What really went wrong with exams 2020? By Debra Kidd

I write this in the time between the release of A Level and GCSE results and media attention is at fever pitch. What went wrong? Who’s to blame? How can we put it right? There are all kinds of questions to be answered and much better mathematicians than I can analyse the flaws in the system used, but to my mind the simple answer is ‘nothing went wrong – the system operated exactly as it was designed to operate. This is how it ALWAYS works.’ And how it always works is what’s wrong. Nothing ‘went’ wrong, it just IS wrong. All the time.

Let me explain. The reliability of the algorithm Ofqual devised (having rejected help from you know, real experts) was roughly 60% – that means that around 60% of students would probably get the right grade and 40% wouldn’t. We’d surely not accept that? If the chances of your plane crashing was 40% would you get on it? Of course not. But the weird thing here is we ALWAYS accept it. Ofqual decided that this was acceptable because in a normal year you would expect around 40% of young people to “underperform”. The algorithm’s reliability percentage was roughly in line with the reliability of putting young people into an exam.

Young people underperform for a number of reasons. The room is too hot; they have a panic attack; their Dad/Grandad/Dog died (forget mitigating circumstances – as far as exams go there’s a time limit on grief). Maybe they forgot to look on the back page of the exam paper and missed that 15 point question (looking at you, son). Maybe their girlfriend dumped them that week (looking at you, husband). Maybe it was a bad day for hayfever. All these factors conspire to ensure that around 40% of young people are disadvantaged every year not because they weren’t capable of success or because they didn’t know the content, but because they had a bad day. What’s our response? “Them’s the breaks. Tough luck.”
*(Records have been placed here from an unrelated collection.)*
PR #215, opened 2026-06-06
test(cli): golden-path durability across a restart with a partial ack (#133)

ELares:
## What

A step of the golden-path acceptance scenario (#133) that exercises the **core durability invariant** end to end: produce three messages, ack only the first (a `sub --ack` with credit 1 leases and acks exactly offset 0), restart the broker on the same data directory, then confirm the acked message stays committed (never redelivers) while the **uncommitted tail (offsets 1 and 2) redelivers**, via the durable cursor checkpoint.

This validates 'no acked write lost below its durability level' and 'the uncommitted tail redelivers after a restart' through the real CLI/wire/disk stack, not just at the engine layer.

## Deterministic

No timing dependence: the credit-of-1 ack commits exactly offset 0, and the restart (reopen the same dir) is synchronous. Mirrors the existing on-disk round-trip test's restart pattern (`#[cfg(unix)]`, `checkpoint_interval = 1`). Verified stable over repeated local runs (3/3).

Even once they’ve left the exam hall there are circumstances working against them. Ofqual’s own analysis of the 2017 and 2018 exam papers showed a 50% unreliablity factor in the marking of English and History papers. But no-one changed the marks unless a child had stumped up the cash to pay for it. The fact is that the system relies on things going wrong in order to maintain the appearance of rigour. We can’t have too many passing after all – what would that say about our standards? I’m not sure, but I do know what it says about our morality.

It has taken an absurd situation to make these glaring inequalities obvious. In effect what Ofqual unwittingly wrote into its algorithm at an individual, human level was a random allocation of a dead dog/breakup/hot day/panic attack and this is clearly crazy. It explains why teacher grades were not ‘optimistic’ or ‘generous’ but more likely to be a real reflection of what a student could achieve and what they knew. If anything, what those teacher grades showed us was how badly we’ve been underestimating our young. Will there have been a couple of centres who pushed their luck? Probably. 40% of them? No way – not when they knew that their results would be compared to the last three years’ performance. That was the moderating control on the system – fair or not.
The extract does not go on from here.